** Extracted data follows **

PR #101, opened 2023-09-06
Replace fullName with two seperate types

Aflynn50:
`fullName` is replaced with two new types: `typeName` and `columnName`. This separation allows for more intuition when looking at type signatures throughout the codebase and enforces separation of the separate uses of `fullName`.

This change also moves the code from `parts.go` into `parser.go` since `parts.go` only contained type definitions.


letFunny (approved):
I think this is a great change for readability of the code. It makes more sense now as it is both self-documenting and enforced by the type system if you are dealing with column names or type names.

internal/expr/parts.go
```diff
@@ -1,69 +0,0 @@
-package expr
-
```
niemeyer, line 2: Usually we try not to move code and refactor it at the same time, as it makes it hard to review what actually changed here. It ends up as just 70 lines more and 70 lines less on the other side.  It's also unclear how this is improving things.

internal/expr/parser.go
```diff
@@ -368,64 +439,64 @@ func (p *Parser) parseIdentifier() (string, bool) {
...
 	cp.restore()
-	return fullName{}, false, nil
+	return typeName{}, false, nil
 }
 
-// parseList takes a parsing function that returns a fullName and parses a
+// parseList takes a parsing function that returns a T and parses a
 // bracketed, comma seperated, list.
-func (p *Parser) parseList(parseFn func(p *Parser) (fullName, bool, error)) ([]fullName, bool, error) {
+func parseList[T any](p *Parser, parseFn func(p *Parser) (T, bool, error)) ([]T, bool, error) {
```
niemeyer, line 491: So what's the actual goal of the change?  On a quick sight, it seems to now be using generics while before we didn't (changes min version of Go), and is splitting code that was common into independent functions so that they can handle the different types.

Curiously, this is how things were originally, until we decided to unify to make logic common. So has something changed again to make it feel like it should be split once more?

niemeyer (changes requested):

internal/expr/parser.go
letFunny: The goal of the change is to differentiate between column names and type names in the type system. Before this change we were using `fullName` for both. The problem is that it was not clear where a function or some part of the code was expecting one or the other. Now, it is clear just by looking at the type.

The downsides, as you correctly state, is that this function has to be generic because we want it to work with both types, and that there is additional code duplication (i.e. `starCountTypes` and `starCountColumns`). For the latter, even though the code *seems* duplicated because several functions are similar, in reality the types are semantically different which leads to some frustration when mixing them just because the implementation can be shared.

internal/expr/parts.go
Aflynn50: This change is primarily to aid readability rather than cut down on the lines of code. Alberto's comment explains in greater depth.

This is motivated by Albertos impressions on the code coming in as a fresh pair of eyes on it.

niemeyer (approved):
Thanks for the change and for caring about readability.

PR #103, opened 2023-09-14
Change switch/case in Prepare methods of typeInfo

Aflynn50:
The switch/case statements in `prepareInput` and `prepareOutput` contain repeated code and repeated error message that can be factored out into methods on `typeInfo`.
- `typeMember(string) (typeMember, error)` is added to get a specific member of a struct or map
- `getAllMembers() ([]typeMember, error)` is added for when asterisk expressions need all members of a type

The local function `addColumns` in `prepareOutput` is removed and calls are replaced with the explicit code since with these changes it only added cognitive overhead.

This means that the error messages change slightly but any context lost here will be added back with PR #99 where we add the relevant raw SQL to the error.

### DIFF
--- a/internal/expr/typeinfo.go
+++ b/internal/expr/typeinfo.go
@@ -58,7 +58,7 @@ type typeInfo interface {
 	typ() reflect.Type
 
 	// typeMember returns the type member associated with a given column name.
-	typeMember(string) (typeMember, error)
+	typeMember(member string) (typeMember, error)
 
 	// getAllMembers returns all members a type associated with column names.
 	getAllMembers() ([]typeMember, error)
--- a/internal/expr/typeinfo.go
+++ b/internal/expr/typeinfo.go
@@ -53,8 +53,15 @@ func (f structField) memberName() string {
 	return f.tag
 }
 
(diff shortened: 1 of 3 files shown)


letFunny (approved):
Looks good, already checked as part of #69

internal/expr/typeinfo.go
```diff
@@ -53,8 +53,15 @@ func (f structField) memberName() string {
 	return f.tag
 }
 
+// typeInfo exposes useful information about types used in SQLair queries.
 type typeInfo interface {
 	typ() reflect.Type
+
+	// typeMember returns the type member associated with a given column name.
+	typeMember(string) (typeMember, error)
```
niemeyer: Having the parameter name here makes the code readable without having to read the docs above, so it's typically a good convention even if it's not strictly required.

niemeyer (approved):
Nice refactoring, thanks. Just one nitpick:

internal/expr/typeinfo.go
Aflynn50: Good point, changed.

** End of Extracted data **
** Extracted data follows **

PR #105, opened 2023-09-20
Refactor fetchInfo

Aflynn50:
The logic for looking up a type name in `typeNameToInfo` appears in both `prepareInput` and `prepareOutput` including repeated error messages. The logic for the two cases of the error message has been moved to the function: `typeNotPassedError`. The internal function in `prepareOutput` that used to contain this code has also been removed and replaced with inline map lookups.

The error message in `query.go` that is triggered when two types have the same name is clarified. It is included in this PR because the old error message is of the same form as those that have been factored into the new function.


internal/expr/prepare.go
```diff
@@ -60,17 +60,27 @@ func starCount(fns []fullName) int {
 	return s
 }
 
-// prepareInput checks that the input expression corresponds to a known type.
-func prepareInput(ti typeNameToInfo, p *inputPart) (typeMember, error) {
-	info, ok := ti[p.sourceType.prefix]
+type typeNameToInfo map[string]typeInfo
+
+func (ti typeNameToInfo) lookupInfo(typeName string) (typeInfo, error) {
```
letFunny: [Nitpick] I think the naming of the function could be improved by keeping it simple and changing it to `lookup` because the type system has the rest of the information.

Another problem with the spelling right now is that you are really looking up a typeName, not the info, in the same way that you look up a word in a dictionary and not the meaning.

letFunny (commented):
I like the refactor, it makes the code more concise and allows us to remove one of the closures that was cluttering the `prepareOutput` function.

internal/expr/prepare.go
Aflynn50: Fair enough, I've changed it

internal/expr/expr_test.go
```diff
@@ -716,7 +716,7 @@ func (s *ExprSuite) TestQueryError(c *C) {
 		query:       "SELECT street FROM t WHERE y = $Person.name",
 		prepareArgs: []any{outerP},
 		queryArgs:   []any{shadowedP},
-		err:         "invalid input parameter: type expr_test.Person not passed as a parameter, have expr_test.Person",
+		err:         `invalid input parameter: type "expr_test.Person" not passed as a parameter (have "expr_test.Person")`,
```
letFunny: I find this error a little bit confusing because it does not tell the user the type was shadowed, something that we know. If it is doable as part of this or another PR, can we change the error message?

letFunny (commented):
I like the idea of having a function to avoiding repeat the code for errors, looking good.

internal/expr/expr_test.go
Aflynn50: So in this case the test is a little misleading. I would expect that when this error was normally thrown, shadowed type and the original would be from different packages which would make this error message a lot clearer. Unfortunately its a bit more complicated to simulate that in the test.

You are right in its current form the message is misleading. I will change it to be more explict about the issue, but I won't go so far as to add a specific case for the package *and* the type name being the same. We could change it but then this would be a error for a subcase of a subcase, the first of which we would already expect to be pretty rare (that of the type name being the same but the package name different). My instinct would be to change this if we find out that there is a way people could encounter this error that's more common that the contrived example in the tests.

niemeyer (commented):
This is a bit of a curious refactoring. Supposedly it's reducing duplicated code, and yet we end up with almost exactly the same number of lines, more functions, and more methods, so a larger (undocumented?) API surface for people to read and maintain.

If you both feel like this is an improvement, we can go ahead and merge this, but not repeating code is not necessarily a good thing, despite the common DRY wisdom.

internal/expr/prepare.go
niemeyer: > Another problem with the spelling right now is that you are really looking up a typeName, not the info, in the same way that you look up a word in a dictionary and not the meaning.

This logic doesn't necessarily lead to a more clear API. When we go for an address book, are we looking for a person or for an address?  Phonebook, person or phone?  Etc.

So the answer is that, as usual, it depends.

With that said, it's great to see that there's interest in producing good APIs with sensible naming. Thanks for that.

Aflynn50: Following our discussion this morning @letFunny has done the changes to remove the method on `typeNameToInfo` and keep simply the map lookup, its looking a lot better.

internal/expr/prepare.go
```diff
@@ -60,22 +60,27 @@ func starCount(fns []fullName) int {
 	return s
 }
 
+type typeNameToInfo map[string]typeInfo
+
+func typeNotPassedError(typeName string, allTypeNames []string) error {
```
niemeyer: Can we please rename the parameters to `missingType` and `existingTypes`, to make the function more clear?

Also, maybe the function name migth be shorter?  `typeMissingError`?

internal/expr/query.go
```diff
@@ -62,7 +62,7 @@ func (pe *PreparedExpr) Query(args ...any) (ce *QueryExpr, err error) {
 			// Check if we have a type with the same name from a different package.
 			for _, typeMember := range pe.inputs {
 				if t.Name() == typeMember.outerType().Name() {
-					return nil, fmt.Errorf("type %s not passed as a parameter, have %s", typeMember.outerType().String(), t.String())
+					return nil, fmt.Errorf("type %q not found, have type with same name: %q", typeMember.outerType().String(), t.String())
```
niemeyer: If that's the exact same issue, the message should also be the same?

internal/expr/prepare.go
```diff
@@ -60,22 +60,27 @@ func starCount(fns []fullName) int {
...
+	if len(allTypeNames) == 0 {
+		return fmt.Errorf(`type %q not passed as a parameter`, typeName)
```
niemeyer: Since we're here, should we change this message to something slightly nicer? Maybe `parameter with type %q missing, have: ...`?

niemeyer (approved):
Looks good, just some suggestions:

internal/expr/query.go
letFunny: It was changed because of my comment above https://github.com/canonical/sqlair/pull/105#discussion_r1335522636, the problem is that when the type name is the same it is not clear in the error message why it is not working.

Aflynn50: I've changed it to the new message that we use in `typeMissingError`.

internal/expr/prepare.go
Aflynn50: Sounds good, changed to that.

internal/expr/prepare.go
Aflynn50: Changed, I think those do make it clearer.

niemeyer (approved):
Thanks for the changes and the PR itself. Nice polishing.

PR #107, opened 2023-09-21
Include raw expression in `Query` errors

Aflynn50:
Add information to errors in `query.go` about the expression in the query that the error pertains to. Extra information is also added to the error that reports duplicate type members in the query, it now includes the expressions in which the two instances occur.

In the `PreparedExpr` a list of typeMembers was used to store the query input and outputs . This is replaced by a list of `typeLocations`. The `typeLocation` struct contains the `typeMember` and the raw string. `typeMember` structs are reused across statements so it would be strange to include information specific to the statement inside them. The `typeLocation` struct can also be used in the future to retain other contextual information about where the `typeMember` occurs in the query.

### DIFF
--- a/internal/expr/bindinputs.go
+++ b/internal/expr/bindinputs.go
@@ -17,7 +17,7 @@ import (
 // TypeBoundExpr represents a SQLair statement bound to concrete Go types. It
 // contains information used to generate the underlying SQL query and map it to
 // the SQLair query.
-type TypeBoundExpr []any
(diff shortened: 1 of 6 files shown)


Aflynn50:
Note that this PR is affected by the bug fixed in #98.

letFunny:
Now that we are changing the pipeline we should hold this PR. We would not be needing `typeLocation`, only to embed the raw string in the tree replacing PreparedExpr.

** End of Extracted data **
** Extracted data follows **

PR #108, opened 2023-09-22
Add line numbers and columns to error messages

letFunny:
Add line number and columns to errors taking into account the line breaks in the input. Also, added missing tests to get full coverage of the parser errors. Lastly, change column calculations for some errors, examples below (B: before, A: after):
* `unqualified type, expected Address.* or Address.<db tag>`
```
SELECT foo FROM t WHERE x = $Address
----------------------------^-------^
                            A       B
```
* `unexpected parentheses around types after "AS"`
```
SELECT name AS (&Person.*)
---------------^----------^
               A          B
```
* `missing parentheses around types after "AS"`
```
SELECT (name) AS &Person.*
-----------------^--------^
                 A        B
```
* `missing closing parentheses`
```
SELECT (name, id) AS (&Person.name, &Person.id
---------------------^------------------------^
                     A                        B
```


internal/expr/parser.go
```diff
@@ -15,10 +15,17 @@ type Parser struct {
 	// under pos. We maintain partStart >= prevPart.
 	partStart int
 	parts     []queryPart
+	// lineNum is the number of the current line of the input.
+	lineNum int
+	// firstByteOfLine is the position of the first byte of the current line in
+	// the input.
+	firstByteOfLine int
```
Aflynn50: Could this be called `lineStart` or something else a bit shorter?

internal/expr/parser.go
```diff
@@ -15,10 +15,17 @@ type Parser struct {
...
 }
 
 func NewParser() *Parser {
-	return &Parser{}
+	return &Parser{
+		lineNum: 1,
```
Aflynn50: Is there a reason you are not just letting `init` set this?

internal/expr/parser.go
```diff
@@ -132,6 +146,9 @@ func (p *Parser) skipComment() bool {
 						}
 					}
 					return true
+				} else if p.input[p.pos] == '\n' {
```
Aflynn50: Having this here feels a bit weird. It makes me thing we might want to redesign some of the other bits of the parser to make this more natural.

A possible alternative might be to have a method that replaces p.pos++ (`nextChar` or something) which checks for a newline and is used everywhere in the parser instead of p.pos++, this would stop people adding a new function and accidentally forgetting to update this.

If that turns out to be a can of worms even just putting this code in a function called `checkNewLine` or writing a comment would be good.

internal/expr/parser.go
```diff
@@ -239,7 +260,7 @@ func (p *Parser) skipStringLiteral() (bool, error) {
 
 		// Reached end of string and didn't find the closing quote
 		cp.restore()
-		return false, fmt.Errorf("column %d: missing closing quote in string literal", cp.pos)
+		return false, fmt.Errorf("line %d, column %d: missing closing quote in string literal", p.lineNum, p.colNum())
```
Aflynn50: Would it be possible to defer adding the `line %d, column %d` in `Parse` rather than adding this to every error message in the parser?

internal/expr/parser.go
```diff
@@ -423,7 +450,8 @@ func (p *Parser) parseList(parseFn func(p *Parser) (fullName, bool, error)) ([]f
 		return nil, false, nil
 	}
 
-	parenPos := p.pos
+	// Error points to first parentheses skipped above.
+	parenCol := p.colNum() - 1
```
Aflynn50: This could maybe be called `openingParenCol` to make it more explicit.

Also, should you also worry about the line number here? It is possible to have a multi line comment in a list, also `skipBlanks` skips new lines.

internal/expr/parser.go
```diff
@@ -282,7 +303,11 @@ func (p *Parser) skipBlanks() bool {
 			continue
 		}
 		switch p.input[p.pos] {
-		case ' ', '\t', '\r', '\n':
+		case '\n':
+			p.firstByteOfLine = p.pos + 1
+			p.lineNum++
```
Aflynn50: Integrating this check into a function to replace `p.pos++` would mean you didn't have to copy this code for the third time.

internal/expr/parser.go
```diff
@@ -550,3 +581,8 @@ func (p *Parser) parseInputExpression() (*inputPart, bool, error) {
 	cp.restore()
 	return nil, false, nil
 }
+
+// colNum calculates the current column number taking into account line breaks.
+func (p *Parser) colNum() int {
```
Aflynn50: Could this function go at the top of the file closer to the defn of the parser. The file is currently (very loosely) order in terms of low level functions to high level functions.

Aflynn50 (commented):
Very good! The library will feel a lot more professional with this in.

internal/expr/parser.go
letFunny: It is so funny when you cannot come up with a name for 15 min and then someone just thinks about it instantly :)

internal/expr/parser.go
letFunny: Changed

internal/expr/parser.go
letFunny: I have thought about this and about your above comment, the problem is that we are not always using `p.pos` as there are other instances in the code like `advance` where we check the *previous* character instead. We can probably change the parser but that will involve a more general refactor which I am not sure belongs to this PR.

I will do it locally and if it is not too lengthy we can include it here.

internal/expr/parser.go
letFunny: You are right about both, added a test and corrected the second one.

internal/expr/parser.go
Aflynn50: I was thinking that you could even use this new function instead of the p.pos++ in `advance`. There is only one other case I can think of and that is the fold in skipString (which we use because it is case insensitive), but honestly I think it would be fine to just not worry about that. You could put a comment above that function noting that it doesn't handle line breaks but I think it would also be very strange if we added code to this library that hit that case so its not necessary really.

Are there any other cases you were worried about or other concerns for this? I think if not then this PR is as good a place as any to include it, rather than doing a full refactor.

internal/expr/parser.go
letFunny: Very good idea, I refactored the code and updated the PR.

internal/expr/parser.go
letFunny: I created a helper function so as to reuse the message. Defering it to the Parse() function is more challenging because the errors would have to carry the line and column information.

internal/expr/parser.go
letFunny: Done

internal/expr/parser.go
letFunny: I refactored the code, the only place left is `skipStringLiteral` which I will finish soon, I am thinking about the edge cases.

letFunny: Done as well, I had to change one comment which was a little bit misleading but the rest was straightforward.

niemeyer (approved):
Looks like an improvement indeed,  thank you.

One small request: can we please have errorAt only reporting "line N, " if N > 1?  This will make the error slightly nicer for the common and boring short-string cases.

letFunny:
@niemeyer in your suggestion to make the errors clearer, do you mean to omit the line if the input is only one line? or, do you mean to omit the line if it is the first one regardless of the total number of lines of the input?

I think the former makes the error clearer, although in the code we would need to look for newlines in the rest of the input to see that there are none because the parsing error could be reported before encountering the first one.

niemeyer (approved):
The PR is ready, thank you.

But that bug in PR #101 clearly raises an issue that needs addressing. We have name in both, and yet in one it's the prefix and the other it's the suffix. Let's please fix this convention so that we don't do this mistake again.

** End of Extracted data **

> **Action item**
Given the data above, transcribe exactly the lines from the one containing "PR #101, opened 2023-09-06" down to the one containing "is replaced with", and no others.

> **Answer for the task**
PR #101, opened 2023-09-06
Replace fullName with two seperate types

Aflynn50:
`fullName` is replaced with two new types: `typeName` and `columnName`. This separation allows for more intuition when looking at type signatures throughout the codebase and enforces separation of the separate uses of `fullName`.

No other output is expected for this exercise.